### Work task
The response must be a precise copy of the records that follow.

-- Supplied material follows --

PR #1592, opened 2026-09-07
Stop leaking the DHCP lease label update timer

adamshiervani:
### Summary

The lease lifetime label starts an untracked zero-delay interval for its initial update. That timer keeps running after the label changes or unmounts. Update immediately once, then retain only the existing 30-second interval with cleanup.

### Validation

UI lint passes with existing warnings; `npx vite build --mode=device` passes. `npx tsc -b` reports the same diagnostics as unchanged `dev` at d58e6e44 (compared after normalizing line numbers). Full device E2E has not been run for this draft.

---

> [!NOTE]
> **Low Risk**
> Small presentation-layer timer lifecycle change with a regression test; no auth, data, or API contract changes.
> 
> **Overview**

-- Supplied material concluded --

### Output for this task
PR #1592, opened 2026-09-07
Stop leaking the DHCP lease label update timer

adamshiervani:
### Summary

The lease lifetime label starts an untracked zero-delay interval for its initial update. That timer keeps running after the label changes or unmounts. Update immediately once, then retain only the existing 30-second interval with cleanup.

### Validation

UI lint passes with existing warnings; `npx vite build --mode=device` passes. `npx tsc -b` reports the same diagnostics as unchanged `dev` at d58e6e44 (compared after normalizing line numbers). Full device E2E has not been run for this draft.

---

> [!NOTE]
> **Low Risk**
> Small presentation-layer timer lifecycle change with a regression test; no auth, data, or API contract changes.
> 
> **Overview**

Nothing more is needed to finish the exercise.